Adapun mazhab hukum Islam yang dianut adalah mazhab Imam Syafi’i. Hal
ini menunjukkan jika terdapat pengaruh dari kerajaan Samudera Pasai. Lalu ketika
kerajaan Aceh dipimpin oleh Sultan Iskandar Muda, beliau pernah mengangkat
seorang mufti (orang yang memiliki wewenang untuk menghasilkan fatwa dengan
cara ijtihad) terkemuka bernama Syekh Abdul Ra’uf Singkel. Selain itu, pada masa
pemerintahannya pernah terbit buku berjudul Sirathal Mustaqim karya ulama besar
bernama Nuruddin Arraniri yang digunakan sebagai media penyebaran agama Islam
dan pedoman guru-guru agama maupun para qadhi (hakim).
Kerajaan Demak
Kerajaan Demak memiliki Raja yang bernama Raden Patah dan memiliki
qadhi yang dijabat oleh Sunan Kaliaga. Setelah mengalami kekalahan dibidang
hukum, kerajaan Demak kemudian mengambil inisiatif untuk menyusun himpunan
undang-undang dan peraturan dalam hal pelaksanaan hukum yang dinamakan
“Salokantara” yang kemudian dijadikan sebagai kitab hukum.
Kerajaan Mataram
Kerajaan Islam selanjutnya adalah kerajaan Mataram, kerajaan Islam di Pulau
Jawa yang didirikan oleh Sutawijaya. Kemudian digantikan oleh Sultan Agung
Hanyokrokusumo. Pada masa pemerintahan beliau inilah kemudian hukum Islam
mulai mengalami kemajuan setelah sebelumnya tidak dianggap berpengaruh pada
masa itu. Hal ini dapat dibuktikan dengan adanya perubahan struktur tata hukum di
Kerajaan Mataram termasuk merubah pengadilan menjadi pengadilan Serambi Masjid
Agung yang menerapkan hukum qishas dimana berfungsi untuk mengadili
permasalahan yang dianggap dapat mengancam keselamatan kerajaan.
Kerajaan Cirebon
Kerajaan Cirebon adalah kerajaan islam pertama di Jawa Barat.
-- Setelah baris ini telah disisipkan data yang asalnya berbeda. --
Issue #1574, opened 2020-06-22
Add username


pcrespov:
In view of the comments in PR #1572, the design of users-api and the constraints imposed on the database needs a deep review to avoid inconsistencies of dangling projects/groups

- move from email to username as unique identifier of a user (a user can still login with one/multiple emails in the future)
- can be used to reference any user in chats/notes by using `@username` : api to search user

Review as well:
- [x]  see ``_get_user_name`` during registration
- [x] split ``name`` into ``first_name``, ``surname`` and leave the latter for a potential ``username``. Create migration
- [x] functions to format human-readable names/surnames to address users in communications

sanderegg:
@pcrespov still a thing?

Issue #5138, opened 2023-12-05
Extend users table with optional `address`, `first_name`, `last_name` and proper `user_name`


pcrespov:
New functionality towards implementing https://z43.fogbugz.com/f/cases/189874/New-feedback-welcome and more

-  [x] New columns `first_name`, `last_name` and `user_name` (unique id)
- [x] `user_name` can be used as a reference e.g. `@pcrespov`
- [x] migrate `name` into `user_name` ??
- Information taken from invitation data. 
    - table with extra request data and reference in invitation?
- API 
   - /me profile returns all these new values
   - /users for PO user only with read-only info
- front-end can use these entries

```[tasklist]
### Tasks
- [ ] https://github.com/ITISFoundation/osparc-simcore/pull/5229
- [x] pre-registration: Create table to fill user details during invitation and can be later associated to a real user when confirmed
```

PR #5229, opened 2024-01-12
🎨 Extends user table with username and first/second name for a user 🗃️

pcrespov:
## What do these changes do?

Enhances `users` table by adding first/last name (previously encoded in `name` column) and reuses `name` to implement a proper "user name"'s unique identifier. 

- The username is intended to be used e.g. as in github to refer other users (e.g. `@pcrespov`) and in the session cookies
- The first/last names will be used to address the user in communication templates (e.g emails/invoices/reports etc)
- ♻️ Adapted `login` functionality (will be further decoupled in separate PRs)

## Related issue/s

- Implements #5138
- Closes https://github.com/ITISFoundation/osparc-simcore/issues/1574

## How to test

- Driving test `packages/postgres-database/tests/test_users.py`
- Migration tested against `master` pg dataset

## Dev Checklist

## DevOps Checklist
- 🗃️ users table is modified


packages/postgres-database/src/simcore_postgres_database/models/users.py
```diff
@@ -80,19 +73,29 @@ class UserStatus(Enum):
...
         "name",
-        sa.String,
+        sa.String(),
         nullable=False,
-        doc="Display name. NOTE: this is NOT a user name since uniqueness is NOT guaranteed",
+        doc="username is a unique short user friendly identifier e.g. pcrespov, sanderegg, GitHK, ...",
+    ),
+    sa.Column(
+        "first_name",
+        sa.String(50),
```
GitHK, line 86: A question or more an observation. Why limit the name and surname to 50. Of all the fields that can be limited I would limit the `name` since usually a nickname is shorter than one's name or surname (especially for people with long names and surnames)

packages/postgres-database/src/simcore_postgres_database/utils_users.py
```diff
@@ -17,7 +24,57 @@ class UserNotFoundInRepoError(BaseUserRepoError):
...
+        }
+        try:
+            user_id = await conn.scalar(
+                users.insert().values(data).returning(users.c.id)
+            )
+        except UniqueViolation:
+            data["name"] += _generate_random_suffix()
+            user_id = await conn.scalar(
+                users.insert().values(data).returning(users.c.id)
+            )
```
GitHK, line 63: NOTE: if you are unlucky, this can still raise. Say you generate the same suffix for two people with the same name.
To be on the safe side, I would retry this a few times.

elisabettai (approved):
Very nice! 🎉 Looking forward to seeing it in action.
A question/suggestion on how sharing can be improved thanks to this PR. Probably the following is more related to frontend part.
- when user A wants to share something with user B he sees the weird usernames (created from the email) we have now in the DB. Will it be possible to have here the Name Surname?
image

Edit: @pcrespov  maybe you can link this issue as well: https://github.com/ITISFoundation/osparc-issues/issues/1193

packages/postgres-database/src/simcore_postgres_database/migration/versions/f9f9a650bf4b_new_user_name_cols.py
```diff
@@ -0,0 +1,77 @@
...
+    used = set()
+
+    for user_id, name in result:
+        # from name -> generate name
+        new_name = re.sub(r"[^a-zA-Z0-9]", "", name).lower()
+        while new_name in used:
+            new_name += f"{''.join(secrets.choice(string.digits) for _ in range(4))}"
+
+        # from name -> create first_name, last_name
+        parts = name.split(SEPARATOR, 1)
```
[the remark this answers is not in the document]
pcrespov: It si safe. you can try in the console :-)
```
>>> "".split(".", 1)
['']
>>> "".split(".surname", 1)
['']
>>> "1.2".split(".", 1)
['1', '2']
>>> "1.".split(".", 1)
['1', '']
>>> ".2".split(".", 1)
['', '2']
>>> ".2.3".split(".", 1)
['', '2.3']
```

packages/postgres-database/src/simcore_postgres_database/models/users.py
pcrespov: This was a recommendation that I read and als "chatty" did ... 
- Note that the rest API is already limiting to 50 characters therefore it should fit. If we have a user that wants more, we can extend it later
- I will limit the `username`

packages/postgres-database/src/simcore_postgres_database/models/users.py
```diff
@@ -80,19 +73,29 @@ class UserStatus(Enum):
...
+    ),
+    sa.Column(
+        "last_name",
+        sa.String(50),
+        doc="User's last/family name",
     ),
     sa.Column(
         "email",
-        sa.String,
+        sa.String(50),
```
sanderegg, line 96: stupid question: why do we limit at 50? will it not be cumbesome once you need to increase it? does it make such a huge difference in the postgres memory? aren't we getting the same issues like with docker network length of 64? well just my pepper here...

packages/postgres-database/src/simcore_postgres_database/utils_users.py
```diff
@@ -17,7 +24,57 @@ class UserNotFoundInRepoError(BaseUserRepoError):
...
+            "status": status,
+            "role": UserRole.USER,
+            "expires_at": expires_at,
+        }
+        try:
+            user_id = await conn.scalar(
+                users.insert().values(data).returning(users.c.id)
+            )
+        except UniqueViolation:
+            data["name"] += _generate_random_suffix()
```
sanderegg, line 60: question: why we do not let the user choose his username?

packages/pytest-simcore/src/pytest_simcore/helpers/rawdata_fakers.py
```diff
@@ -33,7 +33,7 @@
 from simcore_postgres_database.models.users import users
 from simcore_postgres_database.webserver_models import GroupType, UserStatus
 
-STATES = [
+COMPUTATIONAL_SERVICE_STATES = [
```
sanderegg, line 36: hmm. that is used in comp_tasks table. and in comp_tasks table all types of services are available.

sanderegg (approved):
great thanks!

packages/postgres-database/src/simcore_postgres_database/utils_users.py
pcrespov: not yet. We do not have that in the GUI

packages/postgres-database/src/simcore_postgres_database/models/users.py
pcrespov: Chatty told me to limit it to 50. Good API security practices also encourage to limit strings of identifiers. We do not need to write "el quijote" in an email, right :-) ? 

That gives for a good email `email.example.example@exampleexampleexample.com`

pcrespov: This limit I took it from a suggestion of chatty. I decided to drop it in the database after reading more carefuly about character datatime with limits in postgres https://www.postgresql.org/docs/14/datatype-character.html and 
Pasted image 20240113141711


Instead, I am constraining these values when they are edited at the API to reasonable lengths. At the API level it is a security measure to limit strings. This way we have at least guarantees that nobody is storing "a full picture" in the first/last name columns. The suggested lenghts are set in the pydantic model that validates the input schemas for first/last names. See `FirstNameStr` and `LastNameStr`

packages/postgres-database/src/simcore_postgres_database/utils_users.py
pcrespov: I changed it.

packages/postgres-database/src/simcore_postgres_database/utils_users.py
pcrespov: For the moment we do not have a UI entry during registration. Definitively a future addition :-)

packages/pytest-simcore/src/pytest_simcore/helpers/rawdata_fakers.py
pcrespov: reverted

pcrespov:
> * when user A wants to share something with user B he sees the weird usernames (created from the email) we have now in the DB. Will it be possible to have here the Name Surname?

@elisabettai the problem we had until now is that we did not have a proper username but rather a composition of "guessed" first and last name. Only if the user would update its profile it would show in there.  This PR makes a clean separation and therefore, yes we could use either username or First+Last name in this list. I would suggest to do like github and other online tools where usernames are the default reference. Moreover in notes we can create automatically references by adding `@` as in `@elisabettai`. 

For now the backend is ready. Now we need to make the frontend work acordingly.  We might even have already some issues about it. I propose you to check and if not coordinate some.

GitHK (approved):
Thanks for the changes 👍

matusdrobuliak66 (approved):
Thanks!

matusdrobuliak66 (approved):
:+1:

packages/postgres-database/tests/test_users.py
```diff
@@ -93,63 +98,113 @@ def test_user_roles_compares():
...
+        last_name="Crespo Valero",
+    )
+    user_id = await connection.scalar(users.insert().values(data).returning(users.c.id))
+    user = await (
+        await connection.execute(users.select().where(users.c.id == user_id))
+    ).first()
+    assert user
+
+    assert user.id == user_id
+    assert user.name == "pcrespov"
```
bisgaard-itis, line 126: 😸

services/api-server/openapi.json
```diff
@@ -1588,11 +1588,15 @@
         "properties": {
           "first_name": {
             "title": "First Name",
+            "maxLength": 255,
+            "minLength": 1,
```
bisgaard-itis, line 1592: Nice!

services/api-server/setup.cfg
```diff
@@ -1,5 +1,5 @@
 [bumpversion]
-current_version = 0.5.0
```
bisgaard-itis, line 2: Probably we should release a corresponding client. I will make a note to do that

services/api-server/tests/unit/conftest.py
```diff
@@ -134,7 +134,7 @@ def auth(mocker, app: FastAPI, faker: Faker) -> HTTPBasicAuth:
         return_value=UserAndProductTuple(user_id=faker.pyint(), product_name="osparc"),
     )
     mocker.patch(
-        "simcore_service_api_server.db.repositories.users.UsersRepository.get_email_from_user_id",
+        "simcore_service_api_server.db.repositories.users.UsersRepository.get_active_user_email",
```
bisgaard-itis, line 137: why the word "active"?

services/web/server/src/simcore_service_webserver/login/_2fa.py
```diff
@@ -100,9 +93,8 @@ async def send_sms_code(
     twilo_auth: TwilioSettings,
     twilio_messaging_sid: str,
     twilio_alpha_numeric_sender: str,
-    user_name: str = "user",
+    first_name: str,
```
bisgaard-itis, line 96: Should this maybe be a pydantic class to take care of the length, just like in the api-server. Same below

services/web/server/src/simcore_service_webserver/users/api.py
```diff
@@ -215,28 +200,30 @@ async def delete_user_without_projects(app: web.Application, user_id: UserID) ->
     clean_auth_policy_cache(app)
 
 
-class UserNameDict(TypedDict):
-    first_name: str
-    last_name: str
+class FullNameDict(TypedDict):
+    first_name: str | None
+    last_name: str | None
```
bisgaard-itis, line 205: Maybe pydantic models to handle lengths?

bisgaard-itis (approved):
Very cool! Added a few suggestions and questions. Sorry for the slow review.

services/api-server/tests/unit/conftest.py
pcrespov: @bisgaard-itis because the user must be active. This is necessary, specially because now we can delete accounts or banned them

services/web/server/src/simcore_service_webserver/login/_2fa.py
pcrespov: yes, but one step at a time. I need to refactor users and groups plugin and logic before being able to do that.

services/api-server/tests/unit/conftest.py
bisgaard-itis: Aha ok, makes sense. Thanks for the clarification

elisabettai:
Hi @pcrespov,
I have two questions on this PR and this comment:

> The problem with https://github.com/ITISFoundation/osparc-issues/issues/1193 is that upon registration we do not know the first and last name of the user. I will add a separate PR to somehow get that info from the invitation but when the product has no required invitation the only option is to require it during registration

In sim4life.io (a product with invitation and where First Name and Last Name are mandatory):
1. Will new users have their First Name and Last Name filled in in the DB?
2. Can then First Name and Last Name, if available, used in the UI (e.g. in default wallet name and welcome message as mentioned in https://github.com/ITISFoundation/osparc-issues/issues/1193)?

Tokoh berjasa
yang berhasil meningkatkan status Cirebon menjadi kerajaan ialah Syarif Hidayat atau
dikenal dengan Sunan Gunung Jati. Beliaulah pendiri kerajaan Cirebon. Hukum
Islam di kerajaan Cirebon berkembang dengan baik, terutama hukum-hukum yang
berhubungan dengan masalah kekeluargaan. Selain itu terdapat pula pengadilan
agama yang bertugas untuk mengadili perkara subversif (kejahatan pada kerajaan)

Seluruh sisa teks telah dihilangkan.